The contract, serving a confidential humanitarian customer, presents a potential overhang for Parsons’ Federal business segment. While Baird remains positive about Parsons’ competitive edge and performance in both its Federal and Infrastructure segments, they note that the company’s valuation is already higher than that of its Federal sector peers and aligns with or surpasses that of its Infrastructure counterparts. This assessment aligns with current metrics showing a P/E ratio of 29.31x, though InvestingPro’s Fair Value analysis suggests the stock may still have room for upside. Discover detailed valuation metrics and 12+ additional ProTips with an InvestingPro subscription.

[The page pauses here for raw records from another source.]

PR #1622, opened 2023-04-19
Toggle login/logout buttons over the `hideLogin` flag in the sso plugin config

timonrey:
part of #1615 
Sorry, I was too fast with the new PR 😅 
But we can merge it into the other pull request. It's also easier for you to review this way :)

### DIFF
--- a/websites/documentation/gatsby-config.mjs
+++ b/websites/documentation/gatsby-config.mjs
@@ -27,6 +27,7 @@ const config = {
             auth0Domain: 'auth.id.commercetools.com',
             auth0ClientId: 'xLk8EDUCc8PKqCbrSJCnuahvn86nEn4z',
             learnApiBaseUrl: 'https://api.learn.commercetools.com',
+            hideLogin: true,
           },
         },
       ],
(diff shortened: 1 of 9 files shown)


websites/documentation/gatsby-config.mjs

Baird’s analysts also highlighted that Parsons’ guidance might face downward risks stemming from the Federal segment, although there could be upward potential in Critical Infrastructure (CI). However, they suggest that the overall tilt is negative, indicating potential concerns over the company’s future revenue and earnings projections.
This downgrade and price target adjustment reflect Baird’s cautious outlook on Parsons Corporation amidst the uncertainty surrounding the key revenue-generating contract and its impact on the company’s financial health. Parsons’ shares will continue to be observed by investors as the situation with the government contract unfolds.
In other recent news, Parsons Corporation reported its Q1 2025 earnings, showing a mixed financial performance. The company exceeded earnings per share (EPS) expectations, posting $0.78 compared to the anticipated $0.74. However, Parsons fell short on revenue forecasts, achieving $1.55 billion against the expected $1.62 billion. The company also reported a record total backlog of $9.1 billion, with 69% of it funded, indicating robust future demand. Notably, Parsons maintains a positive outlook for 2025, projecting total revenue between $7.0 billion and $7.5 billion and planning to pursue 2-3 acquisitions this year. Analysts have not provided any upgrades or downgrades for the company’s stock at this time. Additionally, Parsons’ strategic focus remains on advanced technology integration and expanding environmental remediation capabilities. The company recently completed the acquisition of TRS Group, enhancing its environmental remediation offerings.